Cumhuriyet Halk Partisi (CHP) Parti Meclis Üyesi Hikmet Erbilgin; parti programın önemine değinerek, “Bir program kurultayının eşiğinde, hazırlığı içinde örgütlerimiz ile aydınlarımız ile demokratik kitle örgütleri ile konuşarak hazırlanıyor. Şunu bilmeliyiz ki parti programı iktidar programıdır. Bir program ne kadar iyi olursa olsun tayin edici olan kadrolardır. Yani sizlersiniz. Bunu ete kemiğe büründürecek olan sizlerin kararlığıdır. İktidar olma özlem ve arzunuzdur. Kardeşlerim parti programımızı yalın bir gerçek üzerine inşa etmeliyiz. Çok iyi anlaşılmasını ümit ettiğim bir çağdan geçiyoruz. Parti içinde ki meselelerde de ama esas olarak toplumu ilgilendiren meselelerde de gerçek nedir, aldatmaca nedir ayırt etmekle yükümlüyüz. Çünkü ‘hakikat’ giderek anlamakta zorlandığımız bir kavrama dönüşüyor. Gerçek kor gibidir onu avuçlarımız ile tutup millete ulaştırma görevi hepimizin. İktidar hepimizin bildiği doğruları yalana dönüştürüyor. AKP yalanı örgütlüyor, bunun için düzenekler kuruyor ve en önemlisi hakikati değersizleştiriyor. Ve kendi tabanına da bütün etik değerlerden uzak yalanı söyleme yaygınlaştırma görevi veriyor. İnsanlığı öldürüyor. Esas meselemiz bu. Bunu aşmak zorundayız. O nedenle milletimize yukarıdan seslenemeyiz. Onunla dertleşecek olanakları bulmak zorundayız. Yoksa herkesin kendi mahallesine seslendiği sağır odalardan çıkamayız. Vefa, dayanışma, fedakarlık, alçakgönüllülük, tokluk, anlayış, merhamet, saygı, özsaygı, haddini bilme en çok sarılmamız gereken değerler olmalıdır. Her şeyi bilen yerine anlamayan çalışan bir tutuma ihtiyacımız var. Sanal dünyada ki alkışlar yerine milletimizin rızasına ihtiyacımız var” şeklinde konuştu.
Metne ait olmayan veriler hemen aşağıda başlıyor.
PR #565, opened 2026-05-19
skills(review): push judgment-call fixes on bot PRs by default

tend-agent:
## Problem

Step 8's bot-PR clause already permitted pushing fixes, but the phrasing ("concrete, fixable issues") left an implicit "mechanical only" bar that the bot enforced in practice. As soon as a fix needed a judgment call, the run fell back to scoping or offering — neither of which a bot author can action — and the PR sat red until a human redid the analysis.

## Solution

Rewrite the bot-PR paragraph to:

- Drop the implicit "mechanical only" gate: pushable iff the review can name the fix and its reasoning, even when judgment is needed.
- Tiebreaker when several reasonable approaches exist: pick the one most consistent with the repo's existing patterns, push, note the alternative in the review body.
- Bounded escape hatch: only scope-for-maintainer when no defensible default exists — real semantic ambiguity, not "more than zero lines of thought".

Also renames the section heading from "Push mechanical fixes" to "Push fixes", since the new policy explicitly covers non-mechanical fixes on bot PRs. Human-PR behaviour is unchanged.

## Testing

Skill text change only. `pre-commit run --files plugins/tend-ci-runner/skills/review/SKILL.md` passes.

---
Closes #564 — automated triage

PR #566, opened 2026-05-19
review: push fixes to bot PRs by default, even when the fix needs a judgment call

### LINKED ISSUE #564: review: push fixes to bot PRs by default, even when the fix needs a judgment call
## Summary

On bot-authored PRs (Dependabot etc.), `tend-ci-runner:review` step 8 already permits pushing fixes directly:

> **Bot PRs** (Dependabot, renovate, etc.): If the review found concrete, fixable issues and there's no human author to act on feedback, commit and push the fix directly to the PR branch.

In practice tend only pushes when the fix is purely mechanical. As soon as a fix needs a judgment call, it falls back to scoping the work or offering options and waits for a maintainer. On a bot PR there is no author to act on that offer, so the PR sits red indefinitely and a human has to do exactly the work tend already analysed.

## Two recent cases (PRQL/prql)

**[PRQL/prql#5921](https://github.com/PRQL/prql/pull/5921)** — Dependabot bump `sqlparser 0.60 → 0.62`. tend posted an excellent review: a table mapping all 9 compile errors to exact files/lines and the upstream AST changes. Five were mechanical defaults (`None`/`vec![]`); two needed a small judgment call (`ExcludeSelectItem::Multiple` wants `ObjectName`s; a new non-exhaustive `SelectItem::ExprWithAliases` variant). tend declined to push and scoped it for a maintainer. The two "judgment" calls had an obvious reasonable answer, which tend itself stated in the review.

**[PRQL/prql#5916](https://github.com/PRQL/prql/pull/5916)** — Dependabot bump `megalinter 9.4 → 9.5`. tend correctly diagnosed both newly-failing linters and proposed two consistent fixes, ending with "Happy to push either fix as a follow-up commit to this branch — let me know which you prefer." On a Dependabot PR there is nobody to answer that.

## Request

On bot-authored PRs, when tend has a concrete fix it can articulate, default to picking the most reasonable option and pushing it, not offering or scoping. Keep "offer and wait" as the human-PR behavior. Suggested refinements to step 8:

- Drop the implicit "mechanical only" bar for bot PRs. If the review can name the fix and its reasoning, it's pushable.
- When several reasonable approaches exist (e.g. #5916's two configs), pick the one most consistent with the repo's existing patterns, push it, and note the alternative in the review rather than blocking on a question.
- A bounded escape hatch: if the fix genuinely can't be decided without maintainer intent (a real semantic ambiguity, not just "more than zero lines of thought"), scope it. The bar should be "no defensible default exists," not "not purely mechanical."

The net effect: a bot PR that tend can fix gets fixed and goes green, instead of accumulating a thorough review that a human still has to action.

max-sixty:
Step 8 of the review skill already permitted pushing fixes to bot-authored PRs, but the "Push **mechanical** fixes" framing meant the bot only pushed pure find-replace changes. The moment a fix needed any thought — a multi-site dependency-bump API migration, or a choice between two valid config options — it fell back to describing the fix and waiting for a human. On a Dependabot PR nobody acts on that offer, so the PR sits red and a maintainer ends up doing the work the review had already worked out in full.

This reframes the deferral bar. "Not a one-token change" and "more than one syntactically valid form exists" are no longer reasons to defer. The bot picks the option most consistent with the surrounding code and the repo's existing conventions, pushes it, and notes alternatives in the review. It defers only when *no defensible default exists* — a genuine semantic ambiguity needing maintainer intent, not merely a fix that took thought to derive.

Section 6 (the CI-failed branch of Monitor CI) was silent on bot PRs, which is the exact path where this surfaced in practice — analysis posted, nothing pushed. It now points to step 8 rather than stopping at analysis. The user-facing `### review` description is synced to drop "mechanical" (both `tend.example.yaml` copies and the README workflow table).

Closes #564

### DIFF
--- a/README.md
+++ b/README.md
@@ -74,7 +74,7 @@ file](docs/tend.example.yaml) and a repo-local `/running-tend` skill.
 
 | Workflow          | Trigger                    | What happens                                                                                                                                                |
 | ----------------- | -------------------------- | ----------------------------------------------------------------------------------------------------------------------------------------------------------- |
-| **review**        | PR opened/updated          | Reviews for correctness and duplication. Traces error paths. Monitors CI. Pushes mechanical fixes to bot-authored PRs.                                      |
+| **review**        | PR opened/updated          | Reviews for correctness and duplication. Traces error paths. Monitors CI. Pushes fixes to bot-authored PRs.                                                 |
 | **mention**       | @bot mention, review       | Responds to requests in PR and issue conversations.                                                                                                         |
 | **triage**        | Issue opened               | Classifies the issue, checks for duplicates, reproduces bugs, attempts conservative fixes.                                                                  |
 | **ci-fix**        | CI fails on default branch | Reads failure logs, identifies root cause, searches for the same pattern elsewhere, opens a fix PR.                                                         |
--- a/docs/tend.example.yaml
+++ b/docs/tend.example.yaml
@@ -177,7 +177,7 @@ bot_name: my-project-bot
 # ### review
 #
 # Triggers on PR open/update. Reviews for correctness, duplication, error paths.
-# Monitors CI. Pushes mechanical fixes to bot-authored PRs.
+# Monitors CI. Pushes fixes to bot-authored PRs.
 #
 # workflows:
 #   review:
--- a/plugins/install-tend/skills/install-tend/references/tend.example.yaml
+++ b/plugins/install-tend/skills/install-tend/references/tend.example.yaml
@@ -177,7 +177,7 @@ bot_name: my-project-bot
 # ### review
 #
 # Triggers on PR open/update. Reviews for correctness, duplication, error paths.
-# Monitors CI. Pushes mechanical fixes to bot-authored PRs.
+# Monitors CI. Pushes fixes to bot-authored PRs.
 #
 # workflows:
 #   review:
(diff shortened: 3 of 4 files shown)


tend-agent (commented):
Two notes.

**Overlap with #565.** [#565](https://github.com/max-sixty/tend/pull/565) (automated triage) also closes #564 and touches three of the same files. The two diffs differ in coverage:

|  | this PR (#566) | #565 |
|---|---|---|
| `README.md` table row | unchanged | dropped "mechanical" |
| `docs/tend.example.yaml` | dropped "mechanical" | dropped "mechanical" |
| `plugins/install-tend/.../tend.example.yaml` | dropped "mechanical" | dropped "mechanical" |
| `SKILL.md` step 8 paragraph | rewritten (long form) | rewritten (shorter) |
| `SKILL.md` step 6 (CI-failed branch) | updated to point at step 8 for bot PRs | untouched |

#566 is the more thorough change (step 6 needed the update); #565 is the one that catches the README. Likely the right move is to land this one and close #565, but pulling the README hunk in first.

**Stale README reference.** [`README.md`](https://github.com/max-sixty/tend/blob/main/README.md) line 77 still reads "Pushes mechanical fixes to bot-authored PRs" — same wording you updated in the two `tend.example.yaml` files. Happy to push a one-line fix to this branch if you'd like.

tend-agent (approved):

“ERDOĞAN ÇITINI ÇIKARMIYOR”
Sözlerine devam eden Erbilgin; “Akp yalanı örgütlüyor ne demek; hepimiz biliriz ki bu ülkenin devrimcileri Filistin'i dert etmiştir. 1967 sınırlarında başkenti Doğu Kudüs olan bağımsız Filistin devletini savunmuştur. Ama aynı zamanda siyasal İslamcılarda Filistin'i istismar etmiştir. Yıllarca Cuma namazı çıkışlarında Filistin için çağrılar ve eylemler yapmışlardır. Bugün o yalanı örgütleyenler ne yapıyor? Partimizin İstanbul'da Galata Köprüsünde yapmak istedikleri açıklamayı yasaklıyor. ABD Başkanı Donald Trump'in ‘Filistinlilerin Gazze'den tehcir edilmesine’ Filistinlilerin vatansızlaştırılmasına yönelik planına Erdoğan çıtını çıkarmıyor. Yetmez İsrail ile ticaret devam ettiriliyor. İşte yalanı örgütlemek budur. Mesela Sinan Ateş davasının siyasi ayağının üzerinin örtülmesi ve eş zamanlı olarak Ümit Özdağ'ın tutuklanması gerçeğe karşı iktidar eliyle açılmış bir savaştır. Bunları doğru anlamakla yükümlüyüz. Örneğin Bolu otel yangının da tüm sorumluluk Kültür ve Turizm Bakanlığına aitken Tanju Başkanı tartıştırmak gerçeği eğip bükmenin ötesinde yalanın örgütlenmesidir. Öyle ki yaklaşık 6 ay önce turizm belgesini kaybedip kaçak duruma düşmüş olan Grand Kartal Oteli işletme belgesini güncellemediği için kaçak duruma düştü. Bu durumu Turizm Bakanlığı Yatırım ve İşletmeler Genel Müdürü Neşe Çıldık, 2 Temmuz 2024 tarihinde bir yazıyla aralarında Turizm Bakanı Mehmet Nuri Ersoy'un büyük ortağı olduğu ETS'nin de bulunduğu seyahat acentalarına duyurdu. ETS Tur da Bakanlığın 2 Temmuz 2024'de yazdığı yazıyla Kartal Otel'in faaliyet gösteremeyeceğini bilmesine rağmen Kartal Otel reklamlarının altına Antalya Konyaaltı'nda bulunan, isimden başka hiçbir benzerliği olmayan ‘Kartal Pansiyonun’ 2022-7-1716 sayılı Turizm Belge Numarasını koydu ve satışını sürdürdü. İşte yalanın örgütlenmesine gerçeğin eğilip bükülmesine bir örnekte budur” ifadelerini kullandı.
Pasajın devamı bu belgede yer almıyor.